Since the start of May, financials have outperformed every sector except IT. The largest banking sector exchange traded fund, whose assets had previously drained away to a three-year low, also perked up suddenly; only two other ETFs have attracted more money in the past week. Expectations of future rate increases continue to be the major driver of bank shares. Higher rates mean they will be able to expand the margin between where they borrow and where they lend money out to customers, finally helping them counter the relentless squeeze on profits from regulatory actions since the crisis.

Such has been the gloom around the sector, many large banks had been trading below their estimated book value, suggesting they might as well shut up shop. This week, however, JPMorgan Chase shares have moved back into positive territory for the first time since January’s recession scare. The biggest boost to bank stocks in recent days has come from the realisation that a June rate rise is still on the cards. That in turn has led more people to bet that the Fed might even match its official forecast of two rate hikes before the end of the year. The market is pricing in a 25 per cent probability of that happening, compared to less than 10 per cent just a fortnight ago.
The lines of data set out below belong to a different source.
PR #352, opened 2023-10-15
Tighter traffic stream key tracking

gregschohn:
### Description

(From the commit message.  Notice that this should be based off of [PR-351](https://github.com/opensearch-project/opensearch-migrations/pull/351)) 

Work on limiting the number of TrafficStreams/requests that can be present at any time.

Most of the lines changed are due to making TrafficStreamKeys into an interface so that I can wrap them and extend them.

Changes that were more significant include adding a couple fields of metadata to each TrafficStream object.  I haven't modified the capture code yet to fill those values in, but I do have a class in the replayer test directory that converts older versions of streams into the newer version by augmenting the TrafficStreams with metadata that was pulled in from previous TrafficStreams.

The reason that metadata is now required is because every TrafficStream object needs to stand on its own.  As the codebase was, and still is as of this commit, TrafficStreams are resequenced and ALL indices for a given connection must be present before any of the requests from the stream are accumulated and replayed.  Going forward, we want/need to commit records from Kafka on a per-record basis.  Many different connections will have TrafficStreams jumbled together, so the last TrafficStream for one connection could be surrounding many other TrafficStream sequences.  That means that we'll be issuing commits to Kafka at many partial points of connections' streams.  Notice that we won't be able to commit past a point where there could be some data that we still need to send/process.  However, we WILL run into many situations where there will be ambiguity at the first reads of a TrafficStream with index > 0.  When the prior TrafficStream isn't available, it isn't possible to determine when the first observations were reads if they were for a new request or one continued from the last TrafficStream.  The new metadata field for lastObservationWasRequestRead give the downstream processors enough information to reconstruct the requests within this TrafficStream and beyond.  requestCount lets us apply a sequential ordering to all of the requests within a TrafficStream.

BlockingTrafficStream has added the ability to track costs for each TrafficStream that has been returned by its underlying source.  Those cost values are then used as the argument to acquire for a semaphore.  The caller constructs BlockingTrafficStream with a maximum cost that is permissible and two lambda functions.  One function computes the cost, which is calculated before the TrafficStream object is returned by readNextChunk() and is persisted by the BlockingTrafficStream.  The other lambda calculates how many requests are within the TrafficStream so that the BlockingTrafficSource can countdown the number of times that each TrafficStream has a request that is marked as done.  Once that counter reaches 0, the cost is released from the semaphore and the tracking item is removed.

Work is still remaining to process TrafficStreams immediately, rather than waiting for them within the OnlineRadixSorter.  Changes need to be made to the capture kafka code to enforce relative stream ordering so that we don't need to do sorting.  Strict ordering is a critical requirement now so that we don't need to look ahead for prior TrafficStream objects.  That work will also remedy an issue that currently is causing the replayer to deadlock when TrafficStream objects are pending due to earlier TrafficStreams not being available.  However, we'll never even check for later ones or advance the cursor to expire elements because we're stuck waiting because the cost semaphore is waiting for the completion of those waiting TrafficStreams.

* Category Refactoring/Enhancement
* Why these changes are required? To improve reliability of the replayer

### Issues Resolved
None - but part of https://opensearch.atlassian.net/browse/MIGRATIONS-1392 and https://opensearch.atlassian.net/browse/MIGRATIONS-1352

### Testing

### Check List


TrafficCapture/captureProtobufs/src/main/proto/TrafficCaptureStream.proto
```diff
@@ -69,6 +69,8 @@ message TrafficObservation {
 message TrafficStream {
   string connectionId = 1; // persistent identifier for all stream objects within a single connection
   string nodeId = 5; // unique namespace such as a nodeId or computer mac address
+  optional int32 requestCount = 6;
```
lewijacn, line 72: Do we plan on these always being optional or just into we get things in place for TrafficCapture?

TrafficCapture/captureProtobufs/src/main/proto/TrafficCaptureStream.proto
```diff
@@ -69,6 +69,8 @@ message TrafficObservation {
...
+  optional bool lastObservationWasRequestRead = 7;
```
lewijacn, line 73: Do we have any concern with responses that take multiple TrafficStreams? I read this as though we are only concerned with requests that span multiple TrafficStreams

lewijacn (commented):
Couple comments around changes to Protobuf I wanted to clarify

TrafficCapture/captureProtobufs/src/main/proto/TrafficCaptureStream.proto
gregschohn: I think they'll always be optional.  In subsequent commits they're optional.  With protobuf, an optional value that isn't present in the binary will be interpreted as the default value for the type, meaning 0 and false.  That's what I want anyway and lets us remain backward compatible with existing streams.

TrafficCapture/captureProtobufs/src/main/proto/TrafficCaptureStream.proto
gregschohn: I think they'll always be optional. In subsequent commits they're optional. With protobuf, an optional value that isn't present in the binary will be interpreted as the default value for the type, meaning 0 and false. That's what I want anyway and lets us remain backward compatible with existing streams.

TrafficCapture/captureProtobufs/src/main/proto/TrafficCaptureStream.proto
lewijacn: I see and yes this was more of a replayer concern I had. That said getting the full requests would be priority and at least initially we could do a best effort approach to get the full response but there are at least restart cases where we plan to do improvement in the future

lewijacn (approved):

TrafficCapture/captureProtobufs/src/main/proto/TrafficCaptureStream.proto
gregschohn: Notice that there are 3 different ways that we'll terminate a response.  
1. The next observation received is a close
2. The next observation received is the beginning of a new request (read observations)
3. There is no next TrafficStream and the liveStreams object (an ExpiringTrafficStreamMap field in CapturedTrafficToHttpTransactionAccumulator) expires the TrafficStream.

If the proxy is expiring connections after it's configured period.  Either there's a misconfiguration that the window is too short, or we're missing data coming in from Kafka.  Both of which should involve investigation of the environment.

The rising oil price has been another tailwind for the banking sector, just as declining oil prices contributed to the sell-off earlier in the year. Investors were worried that balance sheets might be stuffed with loans to lossmaking energy companies. But while a $50 per barrel oil price might assuage some of those concerns, there is always something to worry about. The rating agency S&P warned that rising commercial real estate lending could increase risk at many regional banks.

Undervalued financial stocks have finally caught a break, but this is not a sector with much excitement around it yet. It is not in danger of overheating — and you can take that to the bank.